------ AVAILABLE DATA ------
PR #17, opened 2019-06-17
Changes for outlined input.

psivakumaran:
Added style in the props for input box.

### DIFF
--- a/src/forms/input/index.tsx
+++ b/src/forms/input/index.tsx
@@ -14,7 +14,6 @@ import {ReactNode} from "react";
 
 type InputProps = {
     className?: string
-    type?: string
     disabled?: boolean
     helperText?: ReactNode
     label?: string
--- a/src/forms/input/index.tsx
+++ b/src/forms/input/index.tsx
@@ -18,10 +18,12 @@ type InputProps = {
     disabled?: boolean
     helperText?: ReactNode
     label?: string
+    type?: string
     onChange?: (evt: React.ChangeEvent<HTMLInputElement>) => void
     placeholder?: string
     name: string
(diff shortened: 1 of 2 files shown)


psivakumaran:
input_outlined

psivakumaran:
input_outlined

src/forms/input/index.tsx
```diff
@@ -18,10 +18,12 @@ type InputProps = {
     disabled?: boolean
     helperText?: ReactNode
     label?: string
+    type?: string
```
akate1: I think 'type' prop is already present at line 17 in same file.

src/forms/input/index.tsx
```diff
@@ -55,11 +57,16 @@ export class Input extends React.PureComponent<InputProps> {
...
-            type
+            type,
+            style
         } = this.props;
         let classNames = ["clr-control-container", className];
+        let styled: any;
         if (disabled)
             classNames.push("clr-form-control-disabled");
+        styled = {
+             ...style
```
akate1: I guess we can directly use 'style' prop as style = {style}.

src/forms/input/index.tsx
psivakumaran: removed the duplicate

src/forms/input/index.tsx
psivakumaran: Yeah I thought of doing the same way, but I kept in this format in case we need to add other options to styling as we have done for label.

ben-schumacher:
@psivakumaran, going to close this PR as the issue was resolved in another PR.  Thanks!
------
■ WHAT YOU WILL DO
The answer is the data above, retyped exactly in full.

■ RESULT
PR #17, opened 2019-06-17
Changes for outlined input.

psivakumaran:
Added style in the props for input box.

### DIFF
--- a/src/forms/input/index.tsx
+++ b/src/forms/input/index.tsx
@@ -14,7 +14,6 @@ import {ReactNode} from "react";
 
 type InputProps = {
     className?: string
-    type?: string
     disabled?: boolean
     helperText?: ReactNode
     label?: string
--- a/src/forms/input/index.tsx
+++ b/src/forms/input/index.tsx
@@ -18,10 +18,12 @@ type InputProps = {
     disabled?: boolean
     helperText?: ReactNode
     label?: string
+    type?: string
     onChange?: (evt: React.ChangeEvent<HTMLInputElement>) => void
     placeholder?: string
     name: string
(diff shortened: 1 of 2 files shown)


psivakumaran:
input_outlined

psivakumaran:
input_outlined

src/forms/input/index.tsx
```diff
@@ -18,10 +18,12 @@ type InputProps = {
     disabled?: boolean
     helperText?: ReactNode
     label?: string
+    type?: string
```
akate1: I think 'type' prop is already present at line 17 in same file.

src/forms/input/index.tsx
```diff
@@ -55,11 +57,16 @@ export class Input extends React.PureComponent<InputProps> {
...
-            type
+            type,
+            style
         } = this.props;
         let classNames = ["clr-control-container", className];
+        let styled: any;
         if (disabled)
             classNames.push("clr-form-control-disabled");
+        styled = {
+             ...style
```
akate1: I guess we can directly use 'style' prop as style = {style}.

src/forms/input/index.tsx
psivakumaran: removed the duplicate

src/forms/input/index.tsx
psivakumaran: Yeah I thought of doing the same way, but I kept in this format in case we need to add other options to styling as we have done for label.

ben-schumacher:
@psivakumaran, going to close this PR as the issue was resolved in another PR.  Thanks!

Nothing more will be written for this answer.